- EXTRACTED RECORDS:
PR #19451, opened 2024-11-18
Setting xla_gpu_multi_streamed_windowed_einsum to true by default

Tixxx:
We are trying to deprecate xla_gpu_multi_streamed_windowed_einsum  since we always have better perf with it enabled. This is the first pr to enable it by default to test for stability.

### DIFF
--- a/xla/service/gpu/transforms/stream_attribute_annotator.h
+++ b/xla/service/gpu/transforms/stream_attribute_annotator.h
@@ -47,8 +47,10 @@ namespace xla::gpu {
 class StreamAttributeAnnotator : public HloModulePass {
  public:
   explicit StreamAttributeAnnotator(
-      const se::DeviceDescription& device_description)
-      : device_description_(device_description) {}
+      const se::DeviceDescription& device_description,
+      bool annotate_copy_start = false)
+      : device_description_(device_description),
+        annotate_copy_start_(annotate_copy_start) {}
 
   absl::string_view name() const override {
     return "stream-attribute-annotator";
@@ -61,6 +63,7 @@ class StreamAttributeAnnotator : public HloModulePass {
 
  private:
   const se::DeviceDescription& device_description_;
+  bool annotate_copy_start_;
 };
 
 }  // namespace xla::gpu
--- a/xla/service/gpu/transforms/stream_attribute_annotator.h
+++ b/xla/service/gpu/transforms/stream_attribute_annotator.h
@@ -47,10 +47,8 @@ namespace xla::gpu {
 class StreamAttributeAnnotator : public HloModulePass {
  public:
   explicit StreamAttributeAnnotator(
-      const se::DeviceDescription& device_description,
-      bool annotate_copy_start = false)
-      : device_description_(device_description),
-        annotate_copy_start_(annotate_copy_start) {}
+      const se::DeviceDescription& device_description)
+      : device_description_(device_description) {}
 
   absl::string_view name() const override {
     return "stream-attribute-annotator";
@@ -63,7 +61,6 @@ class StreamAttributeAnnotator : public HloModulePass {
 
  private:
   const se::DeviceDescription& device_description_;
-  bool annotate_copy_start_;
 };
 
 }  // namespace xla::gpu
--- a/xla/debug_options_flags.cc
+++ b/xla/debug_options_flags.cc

---

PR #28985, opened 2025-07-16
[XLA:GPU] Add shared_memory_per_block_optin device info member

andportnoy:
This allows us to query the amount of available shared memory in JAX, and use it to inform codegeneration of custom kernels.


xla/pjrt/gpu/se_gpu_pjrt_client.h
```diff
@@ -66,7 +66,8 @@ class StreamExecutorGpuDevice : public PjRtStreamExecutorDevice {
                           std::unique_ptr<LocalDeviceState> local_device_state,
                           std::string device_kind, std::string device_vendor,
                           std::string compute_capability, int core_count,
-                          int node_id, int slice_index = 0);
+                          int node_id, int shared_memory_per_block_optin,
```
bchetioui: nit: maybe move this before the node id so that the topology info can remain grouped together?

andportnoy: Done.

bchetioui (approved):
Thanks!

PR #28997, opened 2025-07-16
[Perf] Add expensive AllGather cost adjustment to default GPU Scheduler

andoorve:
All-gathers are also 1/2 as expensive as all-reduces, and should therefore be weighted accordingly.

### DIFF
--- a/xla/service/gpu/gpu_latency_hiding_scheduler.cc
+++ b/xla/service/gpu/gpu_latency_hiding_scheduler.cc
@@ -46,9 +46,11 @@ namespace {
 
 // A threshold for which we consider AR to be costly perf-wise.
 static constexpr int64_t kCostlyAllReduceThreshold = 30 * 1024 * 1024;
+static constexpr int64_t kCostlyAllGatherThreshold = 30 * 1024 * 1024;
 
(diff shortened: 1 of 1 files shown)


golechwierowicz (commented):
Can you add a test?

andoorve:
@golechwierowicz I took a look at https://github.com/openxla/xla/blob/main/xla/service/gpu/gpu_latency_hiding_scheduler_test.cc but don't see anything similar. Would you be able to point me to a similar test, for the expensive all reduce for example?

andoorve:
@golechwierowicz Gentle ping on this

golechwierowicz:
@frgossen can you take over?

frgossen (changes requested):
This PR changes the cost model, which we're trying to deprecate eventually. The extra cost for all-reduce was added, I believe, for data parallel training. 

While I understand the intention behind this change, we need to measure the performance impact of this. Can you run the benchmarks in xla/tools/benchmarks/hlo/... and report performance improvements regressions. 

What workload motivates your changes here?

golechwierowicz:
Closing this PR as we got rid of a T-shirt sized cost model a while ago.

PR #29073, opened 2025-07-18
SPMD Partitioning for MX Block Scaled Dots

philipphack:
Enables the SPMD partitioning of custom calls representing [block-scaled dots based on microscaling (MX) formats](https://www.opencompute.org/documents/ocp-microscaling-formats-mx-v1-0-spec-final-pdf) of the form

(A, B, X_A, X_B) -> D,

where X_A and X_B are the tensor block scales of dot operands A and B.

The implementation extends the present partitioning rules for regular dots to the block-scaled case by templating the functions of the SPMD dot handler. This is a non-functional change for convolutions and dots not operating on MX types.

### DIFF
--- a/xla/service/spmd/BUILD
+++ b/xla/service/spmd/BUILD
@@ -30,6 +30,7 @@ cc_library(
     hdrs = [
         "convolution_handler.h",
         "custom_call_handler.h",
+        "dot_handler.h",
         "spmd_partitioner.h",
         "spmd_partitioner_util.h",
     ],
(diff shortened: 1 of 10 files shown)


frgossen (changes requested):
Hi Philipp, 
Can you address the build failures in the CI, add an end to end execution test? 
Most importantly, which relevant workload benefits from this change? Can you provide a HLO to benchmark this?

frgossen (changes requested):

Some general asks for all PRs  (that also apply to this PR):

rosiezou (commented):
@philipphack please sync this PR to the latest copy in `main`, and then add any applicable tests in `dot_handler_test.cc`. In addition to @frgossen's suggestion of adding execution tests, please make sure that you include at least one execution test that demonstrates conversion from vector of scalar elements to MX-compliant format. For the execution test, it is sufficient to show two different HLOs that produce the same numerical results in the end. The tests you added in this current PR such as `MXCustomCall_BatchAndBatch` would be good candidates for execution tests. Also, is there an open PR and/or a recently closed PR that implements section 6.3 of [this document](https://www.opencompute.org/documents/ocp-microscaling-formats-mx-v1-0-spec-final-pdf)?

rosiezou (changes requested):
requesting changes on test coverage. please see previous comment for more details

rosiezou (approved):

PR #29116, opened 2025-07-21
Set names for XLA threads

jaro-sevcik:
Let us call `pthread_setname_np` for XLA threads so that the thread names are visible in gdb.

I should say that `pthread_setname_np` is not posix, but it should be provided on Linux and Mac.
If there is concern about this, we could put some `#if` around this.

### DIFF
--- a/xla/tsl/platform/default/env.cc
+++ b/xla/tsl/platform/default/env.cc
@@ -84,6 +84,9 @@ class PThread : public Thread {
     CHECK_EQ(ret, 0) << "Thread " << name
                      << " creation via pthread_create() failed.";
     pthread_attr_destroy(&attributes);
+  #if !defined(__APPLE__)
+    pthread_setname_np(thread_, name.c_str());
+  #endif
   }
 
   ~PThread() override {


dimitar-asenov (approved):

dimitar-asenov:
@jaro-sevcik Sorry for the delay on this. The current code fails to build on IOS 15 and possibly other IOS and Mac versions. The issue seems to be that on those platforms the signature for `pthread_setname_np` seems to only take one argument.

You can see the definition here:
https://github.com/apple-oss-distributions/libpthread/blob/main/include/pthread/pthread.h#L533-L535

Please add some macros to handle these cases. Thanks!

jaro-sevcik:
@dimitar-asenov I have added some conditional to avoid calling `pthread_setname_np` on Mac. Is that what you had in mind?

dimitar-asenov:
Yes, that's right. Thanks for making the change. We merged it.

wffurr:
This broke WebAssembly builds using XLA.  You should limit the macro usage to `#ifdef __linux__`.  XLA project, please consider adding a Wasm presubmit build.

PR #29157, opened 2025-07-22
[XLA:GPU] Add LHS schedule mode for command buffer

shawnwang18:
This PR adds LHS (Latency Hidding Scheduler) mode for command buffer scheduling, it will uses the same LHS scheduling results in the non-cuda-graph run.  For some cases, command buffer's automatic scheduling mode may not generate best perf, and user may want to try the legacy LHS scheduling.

---

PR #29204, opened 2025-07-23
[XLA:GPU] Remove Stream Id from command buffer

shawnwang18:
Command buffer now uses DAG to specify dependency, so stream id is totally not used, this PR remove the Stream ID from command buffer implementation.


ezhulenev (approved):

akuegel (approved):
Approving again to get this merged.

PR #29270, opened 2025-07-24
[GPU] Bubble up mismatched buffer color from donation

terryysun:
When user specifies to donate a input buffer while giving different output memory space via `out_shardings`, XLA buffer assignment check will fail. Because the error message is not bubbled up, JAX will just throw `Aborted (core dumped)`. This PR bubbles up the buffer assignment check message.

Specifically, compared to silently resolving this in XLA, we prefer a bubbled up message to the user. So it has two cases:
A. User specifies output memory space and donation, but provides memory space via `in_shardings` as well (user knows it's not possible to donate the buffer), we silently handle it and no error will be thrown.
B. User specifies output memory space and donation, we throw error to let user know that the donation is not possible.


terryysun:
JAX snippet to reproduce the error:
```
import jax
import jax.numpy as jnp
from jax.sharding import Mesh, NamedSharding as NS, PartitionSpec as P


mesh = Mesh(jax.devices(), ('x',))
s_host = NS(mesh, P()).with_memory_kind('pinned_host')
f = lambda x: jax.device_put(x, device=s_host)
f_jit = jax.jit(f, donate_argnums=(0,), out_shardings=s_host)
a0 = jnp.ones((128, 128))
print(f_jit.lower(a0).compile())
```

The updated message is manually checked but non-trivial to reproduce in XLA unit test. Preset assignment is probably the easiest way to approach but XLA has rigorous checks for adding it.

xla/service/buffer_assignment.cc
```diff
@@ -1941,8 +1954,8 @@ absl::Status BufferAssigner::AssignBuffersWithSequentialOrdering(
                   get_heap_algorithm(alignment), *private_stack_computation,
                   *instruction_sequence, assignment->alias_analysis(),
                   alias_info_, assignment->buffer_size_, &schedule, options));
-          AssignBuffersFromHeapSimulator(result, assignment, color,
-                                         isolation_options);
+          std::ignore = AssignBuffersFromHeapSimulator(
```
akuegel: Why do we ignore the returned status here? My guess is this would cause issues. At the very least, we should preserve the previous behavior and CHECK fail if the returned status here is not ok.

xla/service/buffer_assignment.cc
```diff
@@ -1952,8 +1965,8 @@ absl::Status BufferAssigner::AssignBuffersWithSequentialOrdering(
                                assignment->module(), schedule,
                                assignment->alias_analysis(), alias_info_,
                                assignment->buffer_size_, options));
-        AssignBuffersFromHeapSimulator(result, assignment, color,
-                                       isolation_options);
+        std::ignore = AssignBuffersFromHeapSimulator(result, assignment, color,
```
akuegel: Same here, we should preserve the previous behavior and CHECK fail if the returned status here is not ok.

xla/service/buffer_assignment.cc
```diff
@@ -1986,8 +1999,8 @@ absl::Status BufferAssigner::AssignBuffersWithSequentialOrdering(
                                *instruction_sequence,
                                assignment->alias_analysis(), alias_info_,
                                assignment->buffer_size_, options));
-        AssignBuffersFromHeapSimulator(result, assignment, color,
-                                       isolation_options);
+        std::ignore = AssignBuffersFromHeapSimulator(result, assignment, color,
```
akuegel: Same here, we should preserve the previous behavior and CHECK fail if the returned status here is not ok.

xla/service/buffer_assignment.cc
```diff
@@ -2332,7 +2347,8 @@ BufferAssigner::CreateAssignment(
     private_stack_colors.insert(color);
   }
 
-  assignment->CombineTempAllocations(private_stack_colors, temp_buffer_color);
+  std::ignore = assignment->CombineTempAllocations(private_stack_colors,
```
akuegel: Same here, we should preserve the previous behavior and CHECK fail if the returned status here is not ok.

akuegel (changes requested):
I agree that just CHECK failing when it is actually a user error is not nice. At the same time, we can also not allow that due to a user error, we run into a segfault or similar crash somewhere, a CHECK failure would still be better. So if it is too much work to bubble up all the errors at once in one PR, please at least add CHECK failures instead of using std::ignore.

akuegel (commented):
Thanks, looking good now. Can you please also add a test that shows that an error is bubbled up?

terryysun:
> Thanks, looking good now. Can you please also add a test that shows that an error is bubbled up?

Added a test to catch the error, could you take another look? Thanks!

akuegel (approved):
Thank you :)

- WHAT THE TASK REQUIRES: In the data above, which lines include "consider"? Return those lines.

- RESULT BELOW:
 // A threshold for which we consider AR to be costly perf-wise.
This broke WebAssembly builds using XLA.  You should limit the macro usage to `#ifdef __linux__`.  XLA project, please consider adding a Wasm presubmit build.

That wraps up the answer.